An important field of study concerns the xenon-induced organ protection. For example, xenon use has been proposed for preventing ischemia/reperfusion damage after Stanford Type-A acute aortic dissection surgery. Again, several preclinical investigations conducted on different models subjected to preconditioning, real-time conditioning, and postconditioning have demonstrated that this gas may present important neuroprotective (in a dose-dependent manner) and cardioprotective effects by interfering with the glutamatergic transmission (glutamate receptors are implicated in both anesthesia and acute neurological injury through the apoptotic process) and by inhibiting the inflammatory cascade. The combination of xenon with hypothermia is a fascinating hypothesis. Of note, because xenon seems to have neuroprotective properties already in sub-anaesthetic concentrations, these effects can be achieved independently from the anaesthetic effect. Regardless the precise mechanism, potential clinical applications of xenon for organ protection could be manifold. For instance, Jia et al. showed that intermittent exposure to xenon is protective against gentamicin-induced nephrotoxicity.
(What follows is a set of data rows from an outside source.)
PR #5209, opened 2018-12-18
Remove deprecated docprops.

### LINKED ISSUE #2218: Entfernen von deprecated Doc-Properties
Die folgenden Doc-Properties sind mit der Implementation #2186 deprecated und können bei Gelegenheit (und mit einem Sicherheitsabstand, der gross genug ist) entfernt werden:
- `Document.ReferenceNumber`
- `Document.SequenceNumber`
- `Dossier.ReferenceNumber`
- `Dossier.Title`
- `User.ID`
- `User.FullName`

Zuvor muss jedoch sichergestellt werden, dass alle Kunden die neuen Doc-Properties verwenden. Sobald die Properties ausgebaut sind sollte auch die Doku (intern) aktualisiert werden.

njohner:
Here we remove the deprecated docproperties. I also adapted the asset files in the tests.

resolves #2218


njohner:
Ok sure. I thought that if it was set for 2019.1, it meant that we had already made sure the clients weren't using those anymore 😄 .

njohner:
Ok this is ready

njohner:
After discussing this with @lukasgraf , it came out that we will probably have to support the deprecated doc properties for ever and more. Otherwise this could lead to hard to detect problems where some docproperties get updated in a file and others not anymore.
He proposes we:
1. run a list of deprecated docproperties that we continue to update if present.
2. log to sentry everytime we encounter a document using a deprecated docproperty.

lukasgraf:
@njohner so I would say we proceed like this:

- We keep your changes that update the `*.docx` files in the examplecontent and the accompaning test changes
- But don't remove of the deprecation notice in the docs (it actually still serves a purpose, and we're never gonna fully drop support for those legacy properties)

njohner:
Ok all done here.

PR #5211, opened 2018-12-18
Amend the keywordwidget js template to also list team members

### LINKED ISSUE #5129: Klick auf Team bei der Dossierdarstellung sollte Team-Members auflisten
Ähnlich wie dies bei der Auswahl von Gruppen in der Dossier schützen Ansicht der Fall ist, wäre es sinnvoll wenn bei einem Klick auf ein Team die Members dargestellt würden.

Bsp. "Dossier schützen":
bildschirmfoto_2018-11-21_um_17_56_49
bildschirmfoto_2018-11-21_um_17_56_57

Soll:
bildschirmfoto_2018-11-21_um_17_52_34

Rotonen:
2018-12-18-team-keywordwidget

* Added teams to example content
* Added an empty group and a team for it into the fixtures
* Added a view for the keyword widget to use to fetch team members
* Extended the keyword widget js template to also work with teams
* Used the form on the add task form responsible field

Did I miss some other forms where this new template should now be used for the widget?

Closes #5129

### DIFF
--- a/opengever/base/browser/list_teammembers.py
+++ b/opengever/base/browser/list_teammembers.py
@@ -1,0 +1,45 @@
+from opengever.ogds.base.actor import Actor
+from opengever.ogds.models.team import Team
+from Products.Five import BrowserView
+from Products.Five.browser.pagetemplatefile import ViewPageTemplateFile
+from sqlalchemy.orm.exc import NoResultFound
+from zExceptions import BadRequest
+
+
+class ListTeamMembers(BrowserView):
+    """Fetch team group and group members by team id."""
+
+    template = ViewPageTemplateFile("list_groupmembers.pt")
+
+    def __init__(self, context, request):
+        super(ListTeamMembers, self).__init__(context, request)
+
+        self.active = None
+        self.members = None
+        self.team_id = None
+        self.group_id = None
+
+    def __call__(self):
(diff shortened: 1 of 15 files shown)


opengever/base/browser/list_teammembers.py
```diff
@@ -0,0 +1,40 @@
...
+        self.group_id = None
+
+    def __call__(self):
+        self.team_id = self.context.REQUEST.get('team', None)
+        self.members = []
+
+        if not self.team_id:
+            return 'no team id'
+
+        team = Team.query.filter_by(team_id=self.team_id).first()
```
lukasgraf: This should be `.one()` instead of `.first()`. Multiple results should never happen, and if they do, we want to know about it.

opengever/base/tests/test_list_teammembers.py
```diff
@@ -0,0 +1,26 @@
+from ftw.testbrowser import browsing
+from opengever.testing import IntegrationTestCase
+
+
+class TestTeamMembersView(IntegrationTestCase):
+
+    @browsing
+    def test_list_groupmembers_view(self, browser):
```
lukasgraf: `test_list_groupmembers` -> `test_list_teammembers` (3x)

PR #5231, opened 2018-12-21
Fix a new integration test which got merged after a fixture amend merge

Rotonen:
Did not realise there was a new integration test in `opengever.base` relying on the dossier count.

My bad.


Rotonen:
I'll just self merge as it is a triviality and this is blocking me from investigating sane layer splits.

PR #5232, opened 2018-12-23
Fix flaky relation tests

phgross:
the order in the relation catalog can't be controlled therefore we check for existence in all relations, instead of relying on on the order.

The test has been converted to integration tests recently and has been noticed as flaky since.

### DIFF
--- a/opengever/base/tests/test_relations.py
+++ b/opengever/base/tests/test_relations.py
@@ -23,8 +23,10 @@ class TestRelations(IntegrationTestCase):
             {'to_id': intids.getId(self.dossier)})]
 
         self.assertEqual(2, len(relations))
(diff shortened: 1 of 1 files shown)


opengever/base/tests/test_relations.py
```diff
@@ -23,8 +23,10 @@ def test_relation_gets_added_in_zc_catalog_when_dossier_is_added(self, browser):
             {'to_id': intids.getId(self.dossier)})]
 
         self.assertEqual(2, len(relations))
-        self.assertEqual(intids.getId(self.dossier), relations[-1].to_id)
-        self.assertEqual(intids.getId(browser.context), relations[-1].from_id)
+        self.assertIn(intids.getId(self.dossier),
```
Rotonen: Rather assert on the complete relation list as the same item can be in there more than once.

x4

PR #5234, opened 2018-12-27
Fix loading of document preview with tooltip

bierik:
As documented in https://extranet.4teamwork.ch/support/stadt-nidau/tracker-gever/95 it may be possible that the documents overview page reloads when loading a tooltip of a document and the document detail view simultaneously.
So when user clicks on the document link in the overview while the browser awaits the response from the tooltip, the tooltip request is aborted. The javascript code checks the response of the tooltip request, which has been aborted, for a `X-Tooltip-Response` header. But because the request has been canceled the header is not present. As a result the javascript code triggers a reload of the documents overview page because it is treated as an error.
Using a flag setting to true when the user clicks on the documents links solved the problem. The flag is checked before reloading the page.
Also adjust the error message when the `X-Tooltip-Response` header is missing.

### DIFF
--- a/opengever/base/browser/resources/tooltip.js
+++ b/opengever/base/browser/resources/tooltip.js
@@ -3,6 +3,7 @@
   "use strict";
 
   var tooltipHideTimer = null;
+  var viewingDocument = false;
 
   var settings = {
     overwrite: false, // Do not reload the tooltip when it's already created
@@ -40,7 +41,7 @@
 
   function isTooltipResponse(data, status, jqXHR) {
     if(jqXHR.getResponseHeader('X-Tooltip-Response') !== "True") {
-      return $.Deferred().reject(jqXHR, "error");
+      return $.Deferred().reject(jqXHR, "X-Tooltip-Response missing on tooltip response.");
     }
     return $.Deferred().resolve(data, status, jqXHR);
   }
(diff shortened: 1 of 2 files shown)


opengever/base/browser/resources/tooltip.js
```diff
@@ -40,7 +41,7 @@
 
   function isTooltipResponse(data, status, jqXHR) {
     if(jqXHR.getResponseHeader('X-Tooltip-Response') !== "True") {
-      return $.Deferred().reject(jqXHR, "error");
+      return $.Deferred().reject(jqXHR, "X-Tooltip-Response missin on tooltip response.");
```
lukasgraf: `missin` -> `missing`

opengever/base/browser/resources/tooltip.js
```diff
@@ -3,6 +3,7 @@
   "use strict";
 
   var tooltipHideTimer = null;
+  var viewingDocumment = false;
```
lukasgraf: `viewingDocumment` -> `viewingDocument`

opengever/base/browser/resources/tooltip.js
```diff
@@ -3,6 +3,7 @@
   "use strict";
```
lukasgraf: Changelog entry is missing.

opengever/base/browser/resources/tooltip.js
```diff
@@ -54,7 +55,9 @@
         $(".showroom-reference").on("click", function() { api.hide(); });
       })
       .fail(function() {
-        location.reload();
+        if (!viewingDocumment) {
```
lukasgraf: Could you please add a comment as to why we do this? Something like `// Avoid cancelling a pending navigation request initiated by the user`

bierik:
@lukasgraf updated

PR #5238, opened 2018-12-29
Squash all mtest runs into one

Rotonen:
After the efforts from @phgross and @njohner we're now in a position where adding anything into the integration tests directly adds to wallclock runtimes.

On the flipside we now have tests running fast enough to have them run in about the same wallclock time as a monolithic 6-wide run, landing us in a position where all further test run improvements land as direct wallclock savings.


test-docs-intern.cfg
```diff
@@ -7,6 +7,8 @@ parts +=
 
 jenkins_python = $PYTHON27
 
+git-clone-depth = 1
```
lukasgraf: Any reason why this can't be upstreamed to[`test-base.cfg`](https://github.com/4teamwork/ftw-buildouts/blob/master/test-base.cfg) in `ftw-buildouts`?

PR #5239, opened 2019-01-03
Add test for handling of special characters in dossier journal.

njohner:
⚠️ do not merge, first release `ftw.pdfgenerator` ⚠️ 

A vertical tab character in a dossier title was preventing closing of a dossier. We now handle this correctly in `ftw.pdfgenerator` and add a regression test here.

This problem emerged in 
https://extranet.4teamwork.ch/support/gever-st-gallen/tracker/493


lukasgraf:
@njohner I just released `ftw.pdfgenerator = 1.6.3` with your changes (didn't do anything else on top of it after all).

PR #5241, opened 2019-01-04
Fix resolved subdossier invalid end dates when resolving main dossier.

### LINKED ISSUE #5204: correct dossier end date after migration to changed
The situation is the following:
* We can easily have a document with a modification date that is posterior to the document date.
* A dossier that was resolved prior to adding the `changed` date could therefore have an `end` date prior to the modification date of the contained documents. 
* After switching to `changed`, which is set to modified, we have a dossier with an invalid end date. Its end date is prior to the contained document `changed` date. 

So if this dossier was a subdossier of a dossier that was not closed yet, the main dossier cannot be closed anymore. We need to correct `end` date of such subdossiers. The `changed` date of the documents is fine in such a case, and it is the subdossier's `end` date that is not correct (according to the new rules for a dossier end date). So it makes more sense to correct the subdossier's `end` date.

njohner:
Invalid end dates for resolved dossiers can happen for several reasons, recently because of the switch from document_date to changed for the calculation of the earliest_possible_end_date. These are always due to software bugs and not user input and should hence be fixed automatically.

We need to be careful because open subdossiers with invalid end dates are due to user input and should still lead to an error message and let the user fix it himself. The approach implemented here works as follows:

* when checking the validity of subdossier end dates (in `ResolveConditions.check_end_dates`), we consider as invalid only dossiers that are not resolved and have an invalid end date. These will prevent dossier resolution and the user will receive an error message
* When resolving the dossier in `Resolver._recursive_resolve`, we set the end date of subdossiers:
  * to the end date of the main dossier if the subdossier has no end date or is not `resolved` and has an invalid end date (This should never happen in my opinion, but the condition was already there, so I left it for safety for now)
  * to the `earliest_possible_end_date` of the subdossier if it is resolved and has an invalid end date.

With this, invalid end dates of resolved dossier will no longer prevent dossier resolution and get corrected.

Note that the end date of inactive dossiers can also get set automatically by the software, to the day of inactivation. While before such dossiers could have an invalid end date (if a document had a `document_date` posterior to the inactivation date), this should not be possible anymore (all `changed` dates will be prior to the inactivation date, as nothing can be modified once the dossier is inactive). Of course they can have an invalid end date if the user set it himself, but then it is his responsibility to reset the end date correctly.

resolves #5204

### DIFF
--- a/opengever/dossier/resolve.py
+++ b/opengever/dossier/resolve.py
@@ -366,8 +366,18 @@ class Resolver(object):
 
         if recursive:
             # check the subdossiers end date
-            # set the parent endate when no or a invalid end date is set
-            if not IDossier(dossier).end or not dossier.has_valid_enddate():
+            # If a subdossier is already resolved, but seems to have an invalid
+            # end date, it's because we changed the resolution logic and rules
+            # over time, and that subdossier's end date has retroactively become
+            # invalid. In this case, we correct the end date according to current
+            # rules and proceed with resolving it.
+            if dossier.is_resolved() and not dossier.has_valid_enddate():
+                IDossier(dossier).end = dossier.earliest_possible_end_date()
+            # if no end date is set or the end_date is invalid, set to the parent
+            # end date. Invalid end_date should normally be prevented by
+            # ResolveConditions._recursive_date_validation, but this correction
+            # would happen for example when resolving a dossier in debug mode.
+            elif not IDossier(dossier).end or not dossier.has_valid_enddate():
                 IDossier(dossier).end = end_date
         else:
             # main dossier set the given end_date
@@ -447,7 +457,12 @@ class ResolveConditions(object):
 
         if not main:
             # check end_date
-            if not dossier.has_valid_enddate():
+            # If a dossier is already resolved, but seems to have an invalid
+            # end date, it's because we changed the resolution logic and rules
+            # over time, and that subdossier's end date has retroactively become
+            # invalid. In this case, should allow the resolving the main dossier
+            # anyway, and correct the invalid end date during dossier resolution.
+            if not dossier.is_resolved() and not dossier.has_valid_enddate():
                 self._invalid_dates.append(dossier.title)
 
         # recursively check subdossiers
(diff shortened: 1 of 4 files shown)


njohner:
Another note is that running the `fix_journal_pdf_document_date.py` is still useful, though not necessary. Journal PDFs in resolved dossiers will no longer prevent resolving a dossier, but they would lead to the dossier end dates being reset to the resolution date (as the journal pdf will have `changed` set to that date). Running the script marks these as journal PDFs so that they are not considered in the `earliest_possible_end_date` calculation anymore. 
I would avoid running the script with the `-f` option though, as this does not make much sense anymore in the light of the present bugfix (this would set the `IDossierJournalPDFMarker` interface to documents that are not a journal PDF).

opengever/dossier/resolve.py
```diff
@@ -366,9 +366,12 @@ def _recursive_resolve(self, dossier, end_date, recursive=False):
 
         if recursive:
             # check the subdossiers end date
-            # set the parent endate when no or a invalid end date is set
-            if not IDossier(dossier).end or not dossier.has_valid_enddate():
+            # if no end date is set, set to the parent end date
+            # if invalid and the subdossier is resolved, set to earliest_possible_end_date
+            if not IDossier(dossier).end or not dossier.has_valid_enddate(ignore_resolved=True):
```
lukasgraf: This works, but I find it a bit hard to read. I would try to make the special case special, and leave the existing logic untouched otherwise. Something like this:

- Drop the `ignore_resolved` keyword argument for `has_valid_enddate()` - even when taking resolved state into consideration, a resolved subdossier enddate that's too young is still technically invalid. It's just that we want to allow it in that special case, and correct it. Encompassing two different definitions of valid makes `has_valid_enddate()` hard to reason about IMHO.

- Specifically check for the special case we want to handle first, and document it as such:

```python
        if recursive:
            # If a subdossier is already resolved, but seems to have an invalid
            # end date, it's because we changed the resolution logic and rules
            # over time, and that subdossier's end date has retroactively become
            # invalid. In this case, we correct the end date according to current
            # rules and proceed with resolving it.
            if dossier.is_resolved() and not dossier.has_valid_enddate():
                IDossier(dossier).end = dossier.earliest_possible_end_date()
```

PR #6426, opened 2020-05-14
Improve performance while determining repositoryfolder emptiness.

mbaechtold:
`listFolderContents` honors the currently logged-in user roles, so the computed value might be misleading. Furthermore it is slow for large folders (see https://docs.plone.org/develop/plone/content/listing.html#getting-folder-objects-filtered).

Belongs to [GEVER-373](https://4teamwork.atlassian.net/browse/GEVER-373) (which contains the proposed solution and a flame graph).

## Checklist

- [x] Changelog entry

### DIFF
--- a/opengever/repository/deleter.py
+++ b/opengever/repository/deleter.py
@@ -27,4 +27,4 @@ class RepositoryDeleter(object):
         return self.is_repository_empty()
 
     def is_repository_empty(self):
-        return len(self.repository.listFolderContents()) == 0
+        return self.repository.objectCount() == 0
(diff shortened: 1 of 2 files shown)


opengever/repository/deleter.py
```diff
@@ -27,4 +27,4 @@ def is_deletion_allowed(self):
         return self.is_repository_empty()
 
     def is_repository_empty(self):
-        return len(self.repository.listFolderContents()) == 0
+        return self.repository.objectCount() == 0
```
mbaechtold, line 30: Any idea how the performance improvement could be tested❓

buchi: Testing performance at this level is difficult and doesn't make sense IMO.
I'm not sure yet how we want to track this.

PR #6429, opened 2020-05-15
Assign permission to role "ServiceKeyUser".

mbaechtold:
Among various possible solutions, this was deemed the most appropriate one (as discussed extensively between Lukas, Elio and Martin). The creation of an additional role was considered "overkill". The chosen role seems the most appropriate at the moment.

Belongs to the Jira issue [GEVER-339](https://4teamwork.atlassian.net/browse/GEVER-339)

## Checklist (Must have)

- [x] Changelog entry

### DIFF
--- a/opengever/core/profiles/default/rolemap.xml
+++ b/opengever/core/profiles/default/rolemap.xml
@@ -54,6 +54,10 @@
       <role name="Manager" />
     </permission>
 
+    <permission name="opengever.api: View AllowedRolesAndPrincipals" acquire="False">
+      <role name="ServiceKeyUser" />
+    </permission>
+
     <!-- CMFEDITIONS -->
     <permission name="CMFEditions: Save new version" acquire="True">
       <role name="Administrator" />
--- a/opengever/core/upgrades/20200515162243_assign_permission_to_service_key_user_role/upgrade.py
+++ b/opengever/core/upgrades/20200515162243_assign_permission_to_service_key_user_role/upgrade.py
@@ -1,0 +1,9 @@
+from ftw.upgrade import UpgradeStep
+
+
+class AssignPermissionToServiceKeyUserRole(UpgradeStep):
+    """Assign permission to ServiceKeyUser role.
+    """
+
+    def __call__(self):
+        self.install_upgrade_profile()
--- a/docs/HISTORY.txt
+++ b/docs/HISTORY.txt
@@ -4,6 +4,7 @@ Changelog
 2020.3.0rc3 (unreleased)
 ------------------------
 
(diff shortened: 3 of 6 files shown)


opengever/core/upgrades/20200515162243_assign_permission_to_service_key_user_role/upgrade.py
```diff
@@ -0,0 +1,9 @@
+from ftw.upgrade import UpgradeStep
+
+
+class AssignPermissionToServiceKeyUserRole(UpgradeStep):
+    """Assign permission to ServiceKeyUser role.
+    """
+
+    def __call__(self):
+        self.install_upgrade_profile()
```
mbaechtold, line 9: Could this upgrade step be made deferrable?

opengever/core/profiles/default/rolemap.xml
```diff
@@ -54,7 +54,7 @@
       <role name="Manager" />
     </permission>
 
-    <permission name="opengever.api: View AllowedRolesAndPrincipals" acquire="False">
+    <permission name="opengever.api: View AllowedRolesAndPrincipals" acquire="True">
```
mbaechtold, line 57: I have discussed this with @lukasgraf prior to the implementation. But then an existing test (`test_get_returns_allowed_roles_and_principals`) failed in commit 45d03e099784891cf208e005f4456f4fc864a3b0 

So I'm not sure what to do. Should we really set `acquire="True"`?

opengever/core/upgrades/20200515162243_assign_permission_to_service_key_user_role/upgrade.py
njohner: I guess it could, but I think I wouldn't. This will not be a time consuming upgrade, so there is no gain in making it deferrable.

opengever/core/profiles/default/rolemap.xml
njohner: It will pass if you login with `self.service_user`. That's the user with the `ServiceKeyUser` role. `Manager` does not have the permission. Then you can set `acquire="False"`

opengever/core/upgrades/20200515162243_assign_permission_to_service_key_user_role/upgrade.py
mbaechtold: Thanks

opengever/core/profiles/default/rolemap.xml
mbaechtold: I was too confused... Thanks, I have changed the user.

PR #6432, opened 2020-05-18
Remove assigned_client index and metadata

buchi:


opengever/core/upgrades/20200518084137_cleanup_catalog_indexes_and_metadata/upgrade.py
```diff
@@ -0,0 +1,59 @@
...
+        for del_index in del_indexes:
+            del names[del_index]
+
+        # Rebuild the schema
+        schema = {}
+        for i, name in enumerate(names):
+            schema[name] = i
+
+        self.schema = schema
+        self.names = tuple(names)
```
mbaechtold, line 48: What does this do? It seems not be used anywhere.

opengever/core/upgrades/20200518084137_cleanup_catalog_indexes_and_metadata/upgrade.py
```diff
@@ -0,0 +1,59 @@
...
+
+
+class CleanupCatalogIndexesAndMetadata(UpgradeStep):
+    """Cleanup catalog indexes and metadata.
+    """
+
+    def __call__(self):
+        self.remove_metadata()
+
+    def remove_indexes(self):
```
mbaechtold, line 21: This seems not to be called.

opengever/core/upgrades/20200518084137_cleanup_catalog_indexes_and_metadata/upgrade.py
buchi: oops. should be `catalog._catalog` not `self`.

opengever/core/upgrades/20200518084137_cleanup_catalog_indexes_and_metadata/upgrade.py
buchi: fixed.

buchi:
Indeed. `Task` does not have an `assigned_client` field, so passing it to `Builder` shouldn't have an effect.

PR #6436, opened 2020-05-18
Remove catalog indexes and metadata of "plone.app.discussion".

mbaechtold:
This also introduces a profile hook which removes unneeded catalog indexes and metadata when a fresh GEVER is installed.


mbaechtold:
Thanks for the hint. I have removed them.

PR #6452, opened 2020-05-19
Notify added watchers.

tinagerber:
If a user is added as a watcher, he should be notified about it.

This is achieved as follows:

- If a watcher is added to a resource with the PloneNotificationCenter, a WatcherAddedEvent is triggered. 
- A handler of the event creates either a TaskWatcherAddedActivity or a ForwardingWatcherAddedActivity, depending on whether the watcher observes a task or a forwarding. 
- The WatcherAddedActivity then creates an activity and a notifications entry in the database.

The new notification setting can be found in the general tab.
Bildschirmfoto 2020-05-19 um 14 13 33

Jira: https://4teamwork.atlassian.net/browse/GEVER-306

## Checklist (Must have)

- [x] Changelog entry

## Checklist (optional)

- New translations


opengever/activity/center.py
```diff
@@ -222,10 +224,12 @@ def _get_oguid_for(self, item):
...
         return item
 
-    def add_watcher_to_resource(self, obj, actorid, role):
+    def add_watcher_to_resource(self, obj, actorid, role=WATCHER_ROLE):
         oguid = self._get_oguid_for(obj)
-        return super(PloneNotificationCenter, self).add_watcher_to_resource(
+        super(PloneNotificationCenter, self).add_watcher_to_resource(
             oguid, actorid, role)
+        if role == WATCHER_ROLE:
+            notify(WatcherAddedEvent(oguid, actorid))
```
njohner, line 232: Is there a reason that we go to the trouble to fire an event and add a handler for this, instead of directly notifying the added watcher here?

opengever/core/upgrades/20200506092908_add_added_as_watcher_notification_default/upgrade.py
```diff
@@ -0,0 +1,36 @@
...
+from opengever.core.upgrade import SchemaMigration
+from sqlalchemy.schema import Sequence
+from sqlalchemy.sql.expression import column
+from sqlalchemy.sql.expression import table
+import json
+
+SETTING = {
+     'kind': 'added-as-watcher',
+     'badge_notification_roles': [WATCHER_ROLE],
+     'mail_notification_roles': []
```
lukasgraf, line 11: Aren't digest notification roles missing here (and below)?

opengever/task/activities.py
```diff
@@ -130,6 +130,61 @@ def before_recording(self):
         self.center.add_task_issuer(self.context, self.context.issuer)
 
 
+class TaskWatcherAddedActivity(BaseTaskActivity):
+    """Activity representation for commenting a task.
```
lukasgraf, line 134: for commenting a task -> for a watching being added to a task.

opengever/activity/center.py
tinagerber: There was a problem with circular imports.

opengever/task/activities.py
```diff
@@ -130,6 +130,61 @@ def before_recording(self):
...
+    @property
+    def description(self):
+        return {}
+
+    @property
+    def label(self):
+        msg = _('label_task_watcher_added', u'Added as watcher of the task')
+        return self.translate_to_all_languages(msg)
+
+    def add_activity(self):
```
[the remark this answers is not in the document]
lukasgraf: I agree that this should not be handled in `add_activity`. Instead, the right place would be to override [`create_notifications `](https://github.com/4teamwork/opengever.core/blob/f860c6d79fda56777f576b087444f3dcd151fd34/opengever/activity/model/activity.py#L39-L56) of the base `Activity` class.

It's not so much that notifications shouldn't be _dispatched_ to users other than the newly added watcher - they shouldn't even be _created_ for anyone else. And that needs to be customized by overriding  `create_notifications` for this case I think. The dispatching should then all fall into place I believe.

So, similarly like the original `create_notifications` handles the special case of not creating a notification for the actor herself, the overridden `create_notifications` on this class would only create one for `self.watcherid`.

_(I think `add_activity` then wouldn't even need to be overridden anymore)_

opengever/activity/center.py
lukasgraf: Mhh, that's cheating though, just adding indirection by introducing new events to "solve" this doesn't sound like a good idea :D
With circular imports, the usual strategy to solve them usually is:
- Find out what the contested resource is (what are several modules fighting about, trying to import it)?
- Extract that thing (class, function, ...) out into it's own module (`.py`), and change the two fighting importeurs to import from there

elioschmutz: ℹ️ that was my idea! I'm currently on a phonecall... will answer later

opengever/task/activities.py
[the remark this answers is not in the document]
njohner: Yes I wanted to write `create_notifications ` in my comment above, not `dispatch_notifications`, I've corrected accordingly. But this cannot be overriden as is, because it's in the `Activity` model, which is the same for all activities. That's why I proposed to add a new parameter to `create_notifications` in `Activity`, which seems to be the easiest path.

opengever/core/upgrades/20200506092908_add_added_as_watcher_notification_default/upgrade.py
tinagerber: No, strangely enough `digest_notification_roles` are set to NULL by default in the database.

opengever/task/activities.py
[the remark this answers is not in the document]
lukasgraf: @njohner ah, I see. My mistake. So we had the same idea, except you thought it through 😉

opengever/activity/center.py
elioschmutz: Ok... yes we have big troubles with circular imports. So I suggested to use the event pattern.

The problem here is that an `Activity` object (not the SQL object) has a strong relation to the notification center. If you want to dispatch an activity, you create an instance of an activity and you call `record` on the object. The activity instance creates it's own instance of the notification center and will call `add_activity` on the notification center.

Now we want to record a new activity within the notification center itself. Means, the activity needs the notification center which will need the activity.

The first implementation of @tinagerber was to use a local import in the `add_watcher_to_resource` to fix the circular import. For me, this was not an option, because it tells us, that something is wrong.

Using the event pattern seemed to solve the problem and it felt right if considering the current activity/notification implementation. 

If not, then I see the following options:

1. Handling it in the API endpoint instead in the notification-center (preffered)
Creating the activity directly in the `WatchersPost` seems to be the best place to create the `WatcherAddedActivity`. @tinagerber and me discussed this option. I have in mind, that @lukasgraf was not satisfied with this solution because it's not close enough to the notification implementation. @lukas, pleas tell me if i'm wrong... for me, it's still the best option.

2. Big refactoring
We would have to make a big refactoring. I don't know what we have to touch, but I think a lot! And we have to think a lot. We would need to decouple the notification center from the activities to achieve our goal. I think, that's not possible in reasonable time.

3. Using the local import

@tinagerber @lukasgraf @njohner so what do you think? Do you have a better option? Or do you see an easy way to refactor it without touching the whole notification system?

tinagerber: @lukasgraf  and I discussed this again today and decided to leave it that way for the moment and add a comment. The second option would probably be the nicest, but this would go beyond the scope of this issue.

njohner: Yes I'm fine with the event. Certainly not adding activity in the API endpoints, that's just not the place.

PR #6454, opened 2020-05-19
Add version constraints for tests with Plone 4.3

buchi:
Currently setuptools is unpinned in tests which results in picking an
incompatible version that no longer supports Python 2.7.
Installation itself currently does not fail, but some eggs (e.g.
zope.interface) are not installed correctly and tests fail because of
that. This does not manifest when using shared eggs and the affected
eggs were installed with an older setuptools before.

By extending from test-versions-plone-4.cfg we include our known
version constraints for Plone 4.3/Python2.7.

## Checklist (Must have)

- [ ] Changelog entry


deiferni:
backported to `2020.2-stable`

PR #6455, opened 2020-05-19
Remove searchable text

elioschmutz:


opengever/dossier/tests/test_indexer.py
```diff
@@ -164,52 +165,27 @@ def test_keywords_field_is_indexed_in_Subject_index(self):
...
-            u'900',
-            index_data_for(self.dossier).get('SearchableText'),
-            )
-
-        self.assertIn(
-            u'9001',
-            index_data_for(self.dossier).get('SearchableText'),
-            )
+        self.assertIn(u'qpr', indexed_value)
+        self.assertIn(u'900', indexed_value)
```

This renal protection is of fundamental importance in kidney transplantation, preventing ischemia/reperfusion damages, and delaying rejection and chronic nephropathy. Xenon has had promising results with neurobehavioral dysfunction caused by brain insult , cardiac arrest induced cerebral ischemia , and even against neonatal hypoxia-ischemia.
Other Clinical Uses
Apart from this research, there have been studies with the gas for pathologies including dementia, epilepsy, Alzheimer's disease, and obsessive-compulsive disorders. Moreover, xenon is used in ophthalmology for laser therapy, and in dermatology for removal of skin lesion. Despite all these potential applications, the biggest limitation is the high cost of use. For example, the market price in anesthesia is of approximately 6-12£ per liter.